1763-12-04, de Voltaire [François Marie Arouet] à Charles Jean François Hénault.

Mon cher et respectable confrère, celui qui vous grave n'entend pas mal ses intérêts: il est bien sûr que son burin deviendra célèbre sous la protection de votre plume.
Je vous demande en grâce que si on met au bas de votre portrait ce petit vers:

Qu'il vive autant que son ouvrage!

on ajoute: Par Voltaire et par le public.

Il est bien triste que madame du Deffant ne puisse voir votre estampe.

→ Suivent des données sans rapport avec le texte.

PR #2009, opened 2024-07-12
Clean Pulumi state during cleanup

### LINKED ISSUE #1976: Cleanup partially-constructed resources

If a Pulumi operation is interrupted (e.g. with `Ctrl+C`) and then reattempted, it will fail, due to partially constructed resources in the Pulumi state file.

Cleaning these up is complicated, especially since we can't run interactive Pulumi commands now that we do not have a local directory.

We could add a call to `pulumi refresh --clear-pending-creates` when we have provided the `--force` option. This would clear the pending state from the file and then, if any of it actually *has* been created, it should be easy enough to import it or to delete it in the Azure portal and redeploy.

jemrobinson:

n/a

Remove pending Pulumi actions during cleanup (e.g. when run with `--force`). This may leave resources that have been deployed but aren't in the Pulumi state but (a) 'pending' resources need manual intervention any way and (b) manually importing resources requires more knowledge of Pulumi internals than we expect from our users.

Closes #1976

### :microscope: Tests

Tested on SRE deploy and teardown.

### DIFF
--- a/data_safe_haven/infrastructure/project_manager.py
+++ b/data_safe_haven/infrastructure/project_manager.py
@@ -167,6 +167,13 @@ class ProjectManager:
                 f"Cancelling ongoing Pulumi operation for stack [green]{self.stack.name}[/]."
             )
             self.stack.cancel()
+            self.logger.warning(
+                f"Removing any ambiguous Pulumi resources from stack [green]{self.stack.name}[/]."
+            )
+            self.run_pulumi_command("refresh --clear-pending-creates --yes")
+            self.logger.warning(
+                "If you see '[bold]cannot create already existing resource[/]' errors, please manually delete these resources from Azure."
+            )
         except automation.CommandError:
             self.logger.error(
                 f"No ongoing Pulumi operation found for stack [green]{self.stack.name}[/]."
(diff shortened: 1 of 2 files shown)


data_safe_haven/infrastructure/project_manager.py
```diff
@@ -170,19 +167,18 @@ def cancel(self) -> None:
                 f"Cancelling ongoing Pulumi operation for stack [green]{self.stack.name}[/]."
             )
             self.stack.cancel()
+            self.logger.warning(
+                f"Removing any ambiguous Pulumi resources from stack [green]{self.stack.name}[/]."
+            )
+            self.run_pulumi_command("refresh --clear-pending-creates --yes")
```
JimMadge, line 173: We can't use `self.stack.refresh()`?

JimMadge (commented):
Looks good.

I'm not sure what ideal looks like where we depend so much on external processes. This feels helpful though as it should clean up _more_ resources.

data_safe_haven/infrastructure/project_manager.py
jemrobinson: 1. I don't think we want the default behaviour of refresh to include `--clear-pending-creates` 
2. There's no option to `automation.Stack.refresh` that adds this option so we'd have to write our own `refresh` function.

JimMadge (approved):

PR #1238, opened 2026-05-08
fix: replace 4 bare except clauses with except Exception

KeloYuan:
Replaces 4 bare `except:` with `except Exception:` in 3 files: test_subscription_modifiers.py (2), test_services.py (1), websocket_handler.py (1).


bjsowa (changes requested):
Remove the `noqa` comment to fix lint error

PR #1247, opened 2026-05-14
fix: Don't raise exception in service callback

bjsowa:
**Public API Changes**
None

**Description**
Since recent rclpy changes, raising an exception in a ROS entity callback crashes the executor. This PR changes how shutdown of services work during a live request.

PS. This fixes one test failure. Still a couple left to fix


sea-bass (approved):
As long as this doesn't cause the service to actually respond with a default, it's okay!

bjsowa:
@mergifyio backport kilted

bjsowa:
@mergifyio backport jazzy humble

PR #1248, opened 2026-05-14
feat: Improve action unadvertising

bjsowa:
**Public API Changes**
None

**Description**
Previously, action servers were never actually destroyed and just left hanging. This PR improves the logic so that now, when an action gets unadvertised:
1. Any new goals are rejected.
2. Pending goals are aborted
3. When the last goal finishes, action server destruction is scheduled 1 second into the future to allow all action results to be sent.

The test confirms that the user can advertise the action, unadvertise the action and then advertise the action with the same name again.

I'm still not sure whether `action_server.destroy()` is perfectly safe but I didn't experience any crashes when testing it.


sea-bass (approved):

bjsowa:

La lumière est pour elle à jamais éclipsée;
Mais vous vous entendez tous deux.
L'imagination, le feu de la pensée,
Valent peut-être mieux
Que deux yeux.
Je me défais des miens, et j'en suis plus tranquille;
J'en ai moins de distractions.
Lorsque le cœur calmé renonce aux passions,
Deux yeux sont un meuble inutile.

Cela n'est pas tout à fait vrai, mais il faut tâcher de se le persuader. Mon espèce d'aveuglement est tout à fait drôle: une ophthalmie abominable m'ôte entièrement la vue quand il y a de la neige sur la terre, et je recommence quelquefois de voir honnêtement quand le temps se met au beau. Je vous prie, monsieur, vous qui avez de bons yeux (et cela doit s'entendre de plus d'une manière), de lire ce petit mémoire historique; vous y trouverez des choses curieuses.

J'ai envoyé à madame du Deffant un conte à dormir debout, qui est d'un goût un peu différent. Les aveugles s'amusent comme ils peuvent.

Tout le Corneille est imprimé; il y en a douze tomes. La Bérénice de Racine est à côté de celle de Corneille, avec des remarques; l'Héraclius espagnol est au devant de l'Héraclius français; la conspiration de Brutus et de Cassius contre César, de ce fou de Shakespeare, est après le Cinna de Corneille, et traduite vers pours vers, et mot pour mot: cela est à faire mourir de rire.

Adieu, monsieur; conservez vos bontés au vieux de la montagne.